:: INPUT FOR THIS TASK ::

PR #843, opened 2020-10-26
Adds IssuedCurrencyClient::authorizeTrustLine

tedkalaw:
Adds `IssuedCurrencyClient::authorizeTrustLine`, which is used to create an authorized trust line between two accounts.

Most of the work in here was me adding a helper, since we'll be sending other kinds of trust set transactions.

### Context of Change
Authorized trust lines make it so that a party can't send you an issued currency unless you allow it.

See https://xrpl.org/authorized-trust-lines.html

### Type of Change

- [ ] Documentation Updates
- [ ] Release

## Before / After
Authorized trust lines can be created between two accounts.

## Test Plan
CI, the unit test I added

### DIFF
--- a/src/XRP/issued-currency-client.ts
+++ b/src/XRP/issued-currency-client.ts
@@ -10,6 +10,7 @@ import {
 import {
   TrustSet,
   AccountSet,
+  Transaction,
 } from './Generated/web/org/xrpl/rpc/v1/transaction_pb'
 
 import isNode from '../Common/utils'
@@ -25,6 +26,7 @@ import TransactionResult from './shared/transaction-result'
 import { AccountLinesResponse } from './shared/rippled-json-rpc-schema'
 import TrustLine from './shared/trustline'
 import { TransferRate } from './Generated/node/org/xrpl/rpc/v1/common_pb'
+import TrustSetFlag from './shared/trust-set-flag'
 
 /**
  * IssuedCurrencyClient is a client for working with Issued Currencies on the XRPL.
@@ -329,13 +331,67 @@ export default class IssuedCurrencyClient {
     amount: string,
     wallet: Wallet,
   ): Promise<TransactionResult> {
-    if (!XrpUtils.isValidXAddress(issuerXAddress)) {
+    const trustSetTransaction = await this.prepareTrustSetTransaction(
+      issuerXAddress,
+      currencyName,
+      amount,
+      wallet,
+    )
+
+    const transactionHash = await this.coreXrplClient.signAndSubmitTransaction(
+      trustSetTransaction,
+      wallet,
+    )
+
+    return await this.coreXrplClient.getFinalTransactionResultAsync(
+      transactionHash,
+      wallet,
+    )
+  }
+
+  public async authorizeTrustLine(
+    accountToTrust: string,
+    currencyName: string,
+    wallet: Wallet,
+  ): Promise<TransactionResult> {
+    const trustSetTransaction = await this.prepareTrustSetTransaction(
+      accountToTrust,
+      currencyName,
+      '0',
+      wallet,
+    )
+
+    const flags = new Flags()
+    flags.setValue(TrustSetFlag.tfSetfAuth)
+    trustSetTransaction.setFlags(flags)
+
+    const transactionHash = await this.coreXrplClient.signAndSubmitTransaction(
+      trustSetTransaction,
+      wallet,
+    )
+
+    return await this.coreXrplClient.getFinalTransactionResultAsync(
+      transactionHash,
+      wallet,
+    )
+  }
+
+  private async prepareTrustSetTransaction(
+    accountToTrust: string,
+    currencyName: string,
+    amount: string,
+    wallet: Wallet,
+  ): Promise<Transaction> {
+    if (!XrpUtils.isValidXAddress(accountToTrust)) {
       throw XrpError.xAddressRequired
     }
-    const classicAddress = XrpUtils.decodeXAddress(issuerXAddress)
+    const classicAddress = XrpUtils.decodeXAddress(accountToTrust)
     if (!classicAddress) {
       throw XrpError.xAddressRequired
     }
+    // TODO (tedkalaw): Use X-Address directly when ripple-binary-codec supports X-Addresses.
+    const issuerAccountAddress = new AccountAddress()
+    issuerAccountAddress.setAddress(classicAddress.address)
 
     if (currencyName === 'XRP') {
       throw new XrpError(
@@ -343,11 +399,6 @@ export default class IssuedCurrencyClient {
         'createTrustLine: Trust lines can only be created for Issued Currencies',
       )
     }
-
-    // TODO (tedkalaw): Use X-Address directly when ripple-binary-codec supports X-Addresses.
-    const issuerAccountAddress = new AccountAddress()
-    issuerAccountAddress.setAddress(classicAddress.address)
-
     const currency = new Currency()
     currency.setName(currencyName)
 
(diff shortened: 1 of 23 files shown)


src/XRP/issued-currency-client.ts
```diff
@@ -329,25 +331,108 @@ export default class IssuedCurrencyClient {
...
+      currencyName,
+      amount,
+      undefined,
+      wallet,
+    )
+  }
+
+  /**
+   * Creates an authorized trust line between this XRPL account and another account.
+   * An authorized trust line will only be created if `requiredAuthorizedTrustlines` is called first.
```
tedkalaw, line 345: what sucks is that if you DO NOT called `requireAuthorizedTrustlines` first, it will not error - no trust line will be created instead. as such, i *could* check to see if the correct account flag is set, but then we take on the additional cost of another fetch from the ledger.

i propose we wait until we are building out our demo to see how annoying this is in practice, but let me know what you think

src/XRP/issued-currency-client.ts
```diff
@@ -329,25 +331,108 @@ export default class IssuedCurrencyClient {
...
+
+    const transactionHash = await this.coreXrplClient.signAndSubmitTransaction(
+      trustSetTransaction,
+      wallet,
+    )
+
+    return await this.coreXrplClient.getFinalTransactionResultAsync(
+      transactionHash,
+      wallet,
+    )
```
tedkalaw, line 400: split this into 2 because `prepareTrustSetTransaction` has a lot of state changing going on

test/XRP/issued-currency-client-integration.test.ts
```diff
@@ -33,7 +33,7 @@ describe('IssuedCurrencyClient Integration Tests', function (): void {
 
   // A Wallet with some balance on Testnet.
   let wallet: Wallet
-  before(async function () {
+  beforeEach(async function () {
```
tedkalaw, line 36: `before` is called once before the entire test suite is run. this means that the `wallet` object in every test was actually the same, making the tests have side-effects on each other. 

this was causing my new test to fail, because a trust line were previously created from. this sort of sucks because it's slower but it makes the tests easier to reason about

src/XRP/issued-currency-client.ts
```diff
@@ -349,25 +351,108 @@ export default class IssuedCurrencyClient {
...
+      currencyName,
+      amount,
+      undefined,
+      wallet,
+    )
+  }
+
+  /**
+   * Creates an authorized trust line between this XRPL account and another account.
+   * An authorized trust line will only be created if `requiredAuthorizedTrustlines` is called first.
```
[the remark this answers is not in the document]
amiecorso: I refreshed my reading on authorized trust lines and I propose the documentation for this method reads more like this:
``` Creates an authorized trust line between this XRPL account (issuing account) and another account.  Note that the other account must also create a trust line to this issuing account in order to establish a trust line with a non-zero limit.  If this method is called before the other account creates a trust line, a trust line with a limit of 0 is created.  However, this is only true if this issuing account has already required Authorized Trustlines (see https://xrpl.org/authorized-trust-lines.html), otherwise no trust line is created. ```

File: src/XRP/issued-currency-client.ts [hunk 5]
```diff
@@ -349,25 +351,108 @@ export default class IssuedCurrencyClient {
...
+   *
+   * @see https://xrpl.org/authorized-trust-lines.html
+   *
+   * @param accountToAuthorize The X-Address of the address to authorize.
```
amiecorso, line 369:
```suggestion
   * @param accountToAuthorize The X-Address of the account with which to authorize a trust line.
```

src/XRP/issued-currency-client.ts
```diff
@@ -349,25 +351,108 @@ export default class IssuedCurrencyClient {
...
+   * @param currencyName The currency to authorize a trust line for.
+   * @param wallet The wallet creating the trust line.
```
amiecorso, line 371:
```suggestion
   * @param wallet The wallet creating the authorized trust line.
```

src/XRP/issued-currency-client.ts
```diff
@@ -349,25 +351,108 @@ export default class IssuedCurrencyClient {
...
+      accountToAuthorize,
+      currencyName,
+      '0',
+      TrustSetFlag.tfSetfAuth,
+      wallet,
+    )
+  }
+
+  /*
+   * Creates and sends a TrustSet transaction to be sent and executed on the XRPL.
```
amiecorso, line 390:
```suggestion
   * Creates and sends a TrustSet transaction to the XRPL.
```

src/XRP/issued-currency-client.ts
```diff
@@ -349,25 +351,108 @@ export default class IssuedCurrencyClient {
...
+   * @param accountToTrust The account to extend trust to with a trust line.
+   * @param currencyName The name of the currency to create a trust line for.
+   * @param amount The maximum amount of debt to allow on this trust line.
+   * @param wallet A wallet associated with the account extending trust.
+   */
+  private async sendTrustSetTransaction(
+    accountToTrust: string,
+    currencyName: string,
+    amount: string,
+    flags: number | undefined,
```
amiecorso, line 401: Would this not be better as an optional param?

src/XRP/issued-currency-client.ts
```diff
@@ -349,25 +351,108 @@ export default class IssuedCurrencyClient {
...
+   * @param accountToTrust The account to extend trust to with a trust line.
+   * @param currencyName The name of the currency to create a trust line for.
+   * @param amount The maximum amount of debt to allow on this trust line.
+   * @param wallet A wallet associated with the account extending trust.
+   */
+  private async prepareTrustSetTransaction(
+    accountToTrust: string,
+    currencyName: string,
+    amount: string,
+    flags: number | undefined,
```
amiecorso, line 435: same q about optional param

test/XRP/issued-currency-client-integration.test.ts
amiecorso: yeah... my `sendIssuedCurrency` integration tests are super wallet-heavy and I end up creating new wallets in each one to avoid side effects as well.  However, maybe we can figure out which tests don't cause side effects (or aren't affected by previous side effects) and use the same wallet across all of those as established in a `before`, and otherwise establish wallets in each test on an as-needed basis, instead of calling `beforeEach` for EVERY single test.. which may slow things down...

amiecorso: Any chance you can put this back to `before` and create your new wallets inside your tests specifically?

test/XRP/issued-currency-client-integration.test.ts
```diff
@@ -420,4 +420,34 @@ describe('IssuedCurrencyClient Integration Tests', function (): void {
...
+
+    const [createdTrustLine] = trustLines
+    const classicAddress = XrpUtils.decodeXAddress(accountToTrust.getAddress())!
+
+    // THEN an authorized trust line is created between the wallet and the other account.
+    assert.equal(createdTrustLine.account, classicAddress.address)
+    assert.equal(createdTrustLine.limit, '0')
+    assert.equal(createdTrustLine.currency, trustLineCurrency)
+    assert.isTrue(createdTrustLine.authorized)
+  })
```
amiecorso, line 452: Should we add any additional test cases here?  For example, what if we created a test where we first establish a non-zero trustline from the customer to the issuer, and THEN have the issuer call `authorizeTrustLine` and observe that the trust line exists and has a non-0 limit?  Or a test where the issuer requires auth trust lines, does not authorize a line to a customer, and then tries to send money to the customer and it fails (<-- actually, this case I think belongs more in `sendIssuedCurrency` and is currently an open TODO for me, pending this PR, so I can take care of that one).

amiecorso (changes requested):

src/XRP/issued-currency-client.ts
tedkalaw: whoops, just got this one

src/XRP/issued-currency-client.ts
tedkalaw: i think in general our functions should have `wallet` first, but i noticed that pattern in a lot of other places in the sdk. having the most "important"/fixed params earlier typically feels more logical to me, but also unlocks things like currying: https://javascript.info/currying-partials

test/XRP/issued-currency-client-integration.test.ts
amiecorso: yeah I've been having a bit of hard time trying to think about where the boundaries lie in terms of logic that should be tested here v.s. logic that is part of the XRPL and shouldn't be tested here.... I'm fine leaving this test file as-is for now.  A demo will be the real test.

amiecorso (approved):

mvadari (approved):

:::
:: INPUT FOR THIS TASK ::

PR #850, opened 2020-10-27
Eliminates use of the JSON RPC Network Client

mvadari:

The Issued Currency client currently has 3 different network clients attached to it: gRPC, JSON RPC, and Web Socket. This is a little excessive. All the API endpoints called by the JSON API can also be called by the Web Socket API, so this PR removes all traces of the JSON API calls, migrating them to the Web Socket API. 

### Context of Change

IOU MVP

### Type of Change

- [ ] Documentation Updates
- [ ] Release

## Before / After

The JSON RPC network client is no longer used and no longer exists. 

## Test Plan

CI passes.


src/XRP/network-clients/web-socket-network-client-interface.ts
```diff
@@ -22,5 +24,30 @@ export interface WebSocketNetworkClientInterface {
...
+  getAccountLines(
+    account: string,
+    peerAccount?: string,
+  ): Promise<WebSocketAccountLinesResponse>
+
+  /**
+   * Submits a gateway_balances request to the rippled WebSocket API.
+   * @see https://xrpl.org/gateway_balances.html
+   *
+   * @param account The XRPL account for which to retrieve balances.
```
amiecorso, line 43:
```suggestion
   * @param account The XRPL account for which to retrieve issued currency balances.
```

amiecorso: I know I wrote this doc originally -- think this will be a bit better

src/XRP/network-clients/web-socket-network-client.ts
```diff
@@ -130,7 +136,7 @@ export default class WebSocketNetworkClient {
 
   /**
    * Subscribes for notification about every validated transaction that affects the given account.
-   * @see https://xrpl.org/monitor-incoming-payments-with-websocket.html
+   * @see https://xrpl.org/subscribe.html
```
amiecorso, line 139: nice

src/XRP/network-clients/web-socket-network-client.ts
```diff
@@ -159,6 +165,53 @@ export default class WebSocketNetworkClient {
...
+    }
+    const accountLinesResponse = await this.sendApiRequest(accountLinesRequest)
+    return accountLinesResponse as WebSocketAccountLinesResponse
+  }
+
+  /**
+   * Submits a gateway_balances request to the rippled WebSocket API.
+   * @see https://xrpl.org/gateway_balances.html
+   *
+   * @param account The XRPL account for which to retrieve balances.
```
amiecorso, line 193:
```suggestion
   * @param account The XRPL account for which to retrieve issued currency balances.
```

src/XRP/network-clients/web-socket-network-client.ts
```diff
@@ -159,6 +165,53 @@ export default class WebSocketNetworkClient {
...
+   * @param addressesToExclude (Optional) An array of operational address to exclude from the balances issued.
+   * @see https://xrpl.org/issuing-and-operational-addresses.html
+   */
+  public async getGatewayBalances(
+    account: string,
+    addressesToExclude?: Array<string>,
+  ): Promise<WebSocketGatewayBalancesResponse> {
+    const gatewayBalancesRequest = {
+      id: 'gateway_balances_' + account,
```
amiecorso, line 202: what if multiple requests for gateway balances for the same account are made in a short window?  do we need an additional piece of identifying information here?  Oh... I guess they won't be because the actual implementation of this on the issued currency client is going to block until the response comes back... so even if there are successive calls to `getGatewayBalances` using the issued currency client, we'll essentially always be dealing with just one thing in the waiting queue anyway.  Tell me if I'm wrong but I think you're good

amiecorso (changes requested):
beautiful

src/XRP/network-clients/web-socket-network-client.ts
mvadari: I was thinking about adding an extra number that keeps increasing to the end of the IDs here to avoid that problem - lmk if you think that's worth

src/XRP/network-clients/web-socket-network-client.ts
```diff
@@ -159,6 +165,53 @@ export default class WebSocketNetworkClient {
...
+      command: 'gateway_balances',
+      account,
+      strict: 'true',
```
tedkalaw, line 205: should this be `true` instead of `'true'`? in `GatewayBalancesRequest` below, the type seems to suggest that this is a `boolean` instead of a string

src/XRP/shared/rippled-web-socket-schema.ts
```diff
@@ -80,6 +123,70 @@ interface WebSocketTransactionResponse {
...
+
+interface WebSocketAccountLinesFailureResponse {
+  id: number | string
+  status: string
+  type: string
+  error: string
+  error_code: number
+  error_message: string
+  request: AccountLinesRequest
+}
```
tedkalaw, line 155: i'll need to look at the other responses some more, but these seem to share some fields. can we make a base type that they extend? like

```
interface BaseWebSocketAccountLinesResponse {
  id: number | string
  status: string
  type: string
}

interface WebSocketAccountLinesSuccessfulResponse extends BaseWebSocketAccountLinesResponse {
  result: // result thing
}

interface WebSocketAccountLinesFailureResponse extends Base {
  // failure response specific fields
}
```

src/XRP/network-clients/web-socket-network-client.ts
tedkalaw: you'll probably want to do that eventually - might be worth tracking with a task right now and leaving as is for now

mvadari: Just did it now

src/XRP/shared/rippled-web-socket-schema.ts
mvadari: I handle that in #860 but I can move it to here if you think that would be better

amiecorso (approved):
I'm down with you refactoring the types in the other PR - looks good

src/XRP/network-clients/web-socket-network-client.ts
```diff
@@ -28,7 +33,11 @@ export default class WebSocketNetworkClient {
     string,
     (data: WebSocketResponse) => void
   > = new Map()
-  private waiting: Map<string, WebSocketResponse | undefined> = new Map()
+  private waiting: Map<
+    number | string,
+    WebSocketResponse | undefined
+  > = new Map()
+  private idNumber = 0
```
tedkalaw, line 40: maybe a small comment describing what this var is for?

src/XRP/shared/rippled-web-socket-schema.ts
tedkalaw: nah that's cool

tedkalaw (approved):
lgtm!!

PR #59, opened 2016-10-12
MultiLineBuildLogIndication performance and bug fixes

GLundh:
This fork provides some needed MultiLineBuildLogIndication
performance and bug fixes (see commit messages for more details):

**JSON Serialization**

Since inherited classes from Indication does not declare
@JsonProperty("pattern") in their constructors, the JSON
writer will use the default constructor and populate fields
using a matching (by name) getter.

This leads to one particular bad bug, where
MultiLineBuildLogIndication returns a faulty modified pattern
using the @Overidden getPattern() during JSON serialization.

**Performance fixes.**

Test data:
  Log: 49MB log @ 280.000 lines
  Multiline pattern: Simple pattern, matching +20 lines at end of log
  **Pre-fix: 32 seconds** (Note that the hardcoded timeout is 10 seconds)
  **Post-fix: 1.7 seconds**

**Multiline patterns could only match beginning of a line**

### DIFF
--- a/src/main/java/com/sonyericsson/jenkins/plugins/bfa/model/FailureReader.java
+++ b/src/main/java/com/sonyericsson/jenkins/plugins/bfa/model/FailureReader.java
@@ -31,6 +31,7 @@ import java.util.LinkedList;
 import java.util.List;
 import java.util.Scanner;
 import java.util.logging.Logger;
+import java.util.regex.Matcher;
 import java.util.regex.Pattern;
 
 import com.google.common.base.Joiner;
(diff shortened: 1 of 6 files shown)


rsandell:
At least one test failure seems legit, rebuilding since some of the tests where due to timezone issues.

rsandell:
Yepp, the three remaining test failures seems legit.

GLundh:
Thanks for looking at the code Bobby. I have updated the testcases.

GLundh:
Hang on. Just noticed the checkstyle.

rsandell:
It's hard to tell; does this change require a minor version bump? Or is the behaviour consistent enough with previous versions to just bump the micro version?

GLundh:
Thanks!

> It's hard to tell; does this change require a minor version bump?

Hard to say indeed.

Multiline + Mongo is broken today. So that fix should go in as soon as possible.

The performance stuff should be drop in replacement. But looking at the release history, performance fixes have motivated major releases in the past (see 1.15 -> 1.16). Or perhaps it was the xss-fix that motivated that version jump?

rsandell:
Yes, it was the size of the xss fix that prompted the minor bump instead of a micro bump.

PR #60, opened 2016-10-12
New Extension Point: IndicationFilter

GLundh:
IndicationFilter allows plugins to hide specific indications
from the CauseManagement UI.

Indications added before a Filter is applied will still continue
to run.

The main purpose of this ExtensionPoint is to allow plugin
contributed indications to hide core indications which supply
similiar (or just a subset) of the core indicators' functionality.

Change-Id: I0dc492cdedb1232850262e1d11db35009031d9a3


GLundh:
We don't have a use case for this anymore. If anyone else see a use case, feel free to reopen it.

:::
:: INPUT FOR THIS TASK ::

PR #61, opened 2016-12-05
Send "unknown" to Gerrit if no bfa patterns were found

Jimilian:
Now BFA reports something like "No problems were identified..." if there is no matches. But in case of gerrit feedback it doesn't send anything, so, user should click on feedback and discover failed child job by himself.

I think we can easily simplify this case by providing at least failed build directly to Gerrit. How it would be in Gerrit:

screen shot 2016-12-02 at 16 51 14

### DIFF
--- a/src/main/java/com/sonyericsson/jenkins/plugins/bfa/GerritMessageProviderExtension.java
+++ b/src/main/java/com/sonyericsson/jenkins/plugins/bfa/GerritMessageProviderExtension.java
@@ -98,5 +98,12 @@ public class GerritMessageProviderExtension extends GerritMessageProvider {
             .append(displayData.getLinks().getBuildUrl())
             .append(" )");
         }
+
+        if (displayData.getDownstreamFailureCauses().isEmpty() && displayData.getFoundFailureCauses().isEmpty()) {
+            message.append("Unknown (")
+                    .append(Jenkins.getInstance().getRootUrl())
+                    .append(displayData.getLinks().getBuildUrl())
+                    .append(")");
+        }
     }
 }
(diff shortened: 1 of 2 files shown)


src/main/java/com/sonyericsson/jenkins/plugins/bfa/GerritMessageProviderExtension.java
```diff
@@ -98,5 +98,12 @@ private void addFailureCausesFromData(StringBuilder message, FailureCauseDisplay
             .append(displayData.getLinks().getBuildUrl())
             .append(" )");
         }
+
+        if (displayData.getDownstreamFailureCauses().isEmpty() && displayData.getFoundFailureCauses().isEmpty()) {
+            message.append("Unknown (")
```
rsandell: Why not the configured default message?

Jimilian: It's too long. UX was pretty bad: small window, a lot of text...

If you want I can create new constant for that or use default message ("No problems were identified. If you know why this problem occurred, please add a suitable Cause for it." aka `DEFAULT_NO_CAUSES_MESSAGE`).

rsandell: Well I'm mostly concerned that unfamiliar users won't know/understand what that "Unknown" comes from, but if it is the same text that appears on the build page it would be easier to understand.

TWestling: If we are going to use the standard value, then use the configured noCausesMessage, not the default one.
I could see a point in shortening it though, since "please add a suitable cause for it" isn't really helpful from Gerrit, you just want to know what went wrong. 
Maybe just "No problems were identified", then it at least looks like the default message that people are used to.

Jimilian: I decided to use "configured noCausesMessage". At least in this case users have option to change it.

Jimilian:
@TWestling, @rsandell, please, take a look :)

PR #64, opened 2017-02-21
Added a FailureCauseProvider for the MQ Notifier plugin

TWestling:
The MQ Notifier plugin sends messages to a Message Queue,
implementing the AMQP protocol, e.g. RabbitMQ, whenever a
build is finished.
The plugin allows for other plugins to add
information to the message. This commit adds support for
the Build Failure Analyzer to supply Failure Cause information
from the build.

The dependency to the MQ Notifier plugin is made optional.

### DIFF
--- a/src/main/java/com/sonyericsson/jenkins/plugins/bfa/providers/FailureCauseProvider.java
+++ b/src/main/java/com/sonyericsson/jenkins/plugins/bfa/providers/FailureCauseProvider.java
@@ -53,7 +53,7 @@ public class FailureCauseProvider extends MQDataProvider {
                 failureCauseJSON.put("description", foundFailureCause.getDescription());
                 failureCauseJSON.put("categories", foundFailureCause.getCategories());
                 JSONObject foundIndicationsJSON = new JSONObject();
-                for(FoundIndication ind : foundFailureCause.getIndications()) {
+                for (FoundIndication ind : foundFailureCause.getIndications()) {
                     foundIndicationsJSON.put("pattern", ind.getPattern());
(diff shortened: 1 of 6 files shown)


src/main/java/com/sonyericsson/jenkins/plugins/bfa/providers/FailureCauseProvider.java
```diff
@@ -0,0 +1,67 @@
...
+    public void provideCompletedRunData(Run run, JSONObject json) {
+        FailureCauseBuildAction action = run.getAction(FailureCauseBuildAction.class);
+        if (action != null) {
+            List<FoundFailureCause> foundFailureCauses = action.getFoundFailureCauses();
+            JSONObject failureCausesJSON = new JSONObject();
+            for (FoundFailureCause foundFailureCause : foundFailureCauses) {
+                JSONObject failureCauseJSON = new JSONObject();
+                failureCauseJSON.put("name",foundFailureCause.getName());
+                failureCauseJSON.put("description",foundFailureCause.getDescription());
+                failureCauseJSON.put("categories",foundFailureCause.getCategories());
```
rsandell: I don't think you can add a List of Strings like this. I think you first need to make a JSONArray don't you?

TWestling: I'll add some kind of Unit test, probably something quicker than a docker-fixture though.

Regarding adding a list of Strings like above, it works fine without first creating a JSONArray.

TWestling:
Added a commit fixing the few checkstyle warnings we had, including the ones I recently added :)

:::

• [PROBLEM TO WORK ON]:
Go through the entries above and copy each line holding the string "TWestling".

• [TASK ANSWER]:
TWestling: If we are going to use the standard value, then use the configured noCausesMessage, not the default one.
@TWestling, @rsandell, please, take a look :)
TWestling:
TWestling: I'll add some kind of Unit test, probably something quicker than a docker-fixture though.
TWestling:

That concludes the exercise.